Production is scheduled for autumn 1993,

Work also has started on the offshore loading buoy through which crude will be transferred from the platform to shuttle tankers. The monotower design from Norwegian Contractors allows crude oil storage in the base of the platform.

Shell, which operates on behalf of Statoil and BP Petroleum Development (Norway) Ltd., also is negotiating tariffs for selling the small reserves of gas in the field to the Statoil-Conoco methanol plant.

If sale terms cannot be agreed, Shell has the option to reinject associated gas into the Draugen reservoir until 1999. By that time the company hopes there will be a pipeline to the North Sea.

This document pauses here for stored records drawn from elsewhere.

PR #4409, opened 2017-02-05
Multiprotocol working on sky9x

kilrah:
Telemetry not working yet though, still something to debug

### DIFF
--- a/radio/src/pulses/multi_arm.cpp
+++ b/radio/src/pulses/multi_arm.cpp
@@ -46,7 +46,7 @@ static void sendByteMulti(uint8_t b)
     parity = parity ^ (b & 1);
     b >>= 1;
   }
-  putDsm2SerialBit(parity);      // Even Parity bit
+  putDsm2SerialBit(!parity);     // Even Parity bit
 
   putDsm2SerialBit(1);           // Stop bit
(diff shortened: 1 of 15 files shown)


radio/src/pulses/multi_arm.cpp
```diff
@@ -46,7 +46,7 @@ static void sendByteMulti(uint8_t b)
     parity = parity ^ (b & 1);
     b >>= 1;
   }
-  putDsm2SerialBit(parity);      // Even Parity bit
+  putDsm2SerialBit(!parity);     // Even Parity bit
```
schwabe: I am not sure about this change. Wouldn't that change the parity on the other platforms as well?

kilrah: It's only for PPM_PIN_SERIAL, which I believe isn't used on any other platforms, which explains it was never noticed that it was wrong.

schwabe: Oh then did not see enough context. Thought horus was that too, never mind then.

bsongis:
Perhaps you could test with my latest PR?

kilrah:
Nope doesn't help unfortunately

PR #4411, opened 2017-02-06
No longer ignore output files

schwabe:
If these are present in a 2.2 OpenTX repo, they are remains from a
OpenTX 2.1 build


bsongis:
good idea

PR #4417, opened 2017-02-06
Do not reset telem on ENT push while in telem view

### LINKED ISSUE #4412: [QX7/LUA] Pressing rotary dial button disables RSSI (and possibly other telemetry values)
When executing this very simple script:
```local function run_ui(event)
   lcd.clear()
      -- do we have valid telemetry data?
   if getRSSI() == 0 then
      -- No!
      lcd.drawText(36,25,"No Telemetry",INVERS)
   end
end

return {run=run_ui}
```

As a telemetry script on a QX7, you will notice that strangely, the message "No Telemetry" gets printed. Isn't it a bit odd?

3djc:
on ARM 128x64. Instead gracefully display a popup instead

Fix #4412

### DIFF
--- a/radio/src/gui/128x64/view_telemetry.cpp
+++ b/radio/src/gui/128x64/view_telemetry.cpp
@@ -540,13 +540,14 @@ void menuViewTelemetryFrsky(event_t event)
       incrTelemetryScreen();
       break;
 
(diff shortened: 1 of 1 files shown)


3djc:
I'll improve it tomorow morning

PR #4422, opened 2017-02-07
[Simulator] Add ability to update .otx files.

mpaperno:
This could use some testing to make sure all the various startup permutations are covered and data is properly updated.

- [ ] Non-Horus with existing old-school .bin|.eepe files.
- [ ] Non-Horus with existing .otx files.
- [ ] Non-Horus with new .bin file.
- [ ] Non-Horus with new .otx file.
- [ ] Non-Horus from within Companion (whole radio and model-only).
- [ ] Horus with existing .otx files.
- [ ] Horus with new .otx file.
- [ ] Horus with SD card path.
- [ ] Horus with existing data in separate folder from SD path.
- [ ] Horus with new data in separate folder.
- [ ] Horus from within Companion (whole radio and model-only).

(Did I miss any?)

Radio & model settings should be saved back to the file/data path in all cases except when launched from within Companion.

Also, I could not find an existing way to get radio data back from SimulatorInterface, so I created the new `readEepromData()` function.  But if I missed an existing method, or there's a better way to go about this, I'm all ears.

All `libsimulator` flavors need to be rebuilt after this change, the old versions WILL crash when launched with this Simulator/Companion.

Thanks,
-Max

### DIFF
--- a/companion/src/helpers.cpp
+++ b/companion/src/helpers.cpp
@@ -824,22 +824,23 @@ void startSimulation(QWidget * parent, RadioData & radioData, int modelIdx)
     }
 
     SimulatorMainWindow * dialog = new SimulatorMainWindow(parent, simulator, flags);
-    if (IS_HORUS(getCurrentBoard()) && !dialog->useTempDataPath(true)) {
-      QMessageBox::critical(NULL, QObject::tr("Data Load Error"), QObject::tr("Error: Could not create temporary directory in '%1'").arg(QDir::tempPath()));
+    if (!dialog->setRadioData(simuData)) {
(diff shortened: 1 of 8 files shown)


mpaperno:
Oh yes, forgot some permutations a'rite...   Added above:

- [ ] Non-Horus with **new** .bin file.
- [ ] Non-Horus with **new** .otx file.
- [ ] Horus with **new** .otx file.
- [ ] Horus with **new** data in separate folder.

"New" meaning a non-existing file/data path entered in the startup dialog.

You can probably see why I can use some help testing....  :-o

bsongis:
Nice feature, users asked for it since long!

Draugen lies south of Heidrun, close to the route for the proposed pipeline to Tjeldbergodden.

FUTURE DEVELOPMENTS

In addition to promoting Smorbukk gas field as a rival to Midgard in any Haltenbanken gas development, Statoil is drawing up plans to develop South Smorbukk oil and gas field using a production vessel.

A 5.5 million kroner ($851,000) contract for a conceptual study of the vessel has been awarded to Kvaerner Rosenberg, Stavanger.

The development project is undergoing an optimization exercise at Statoil designed to improve its economics and allow development to proceed.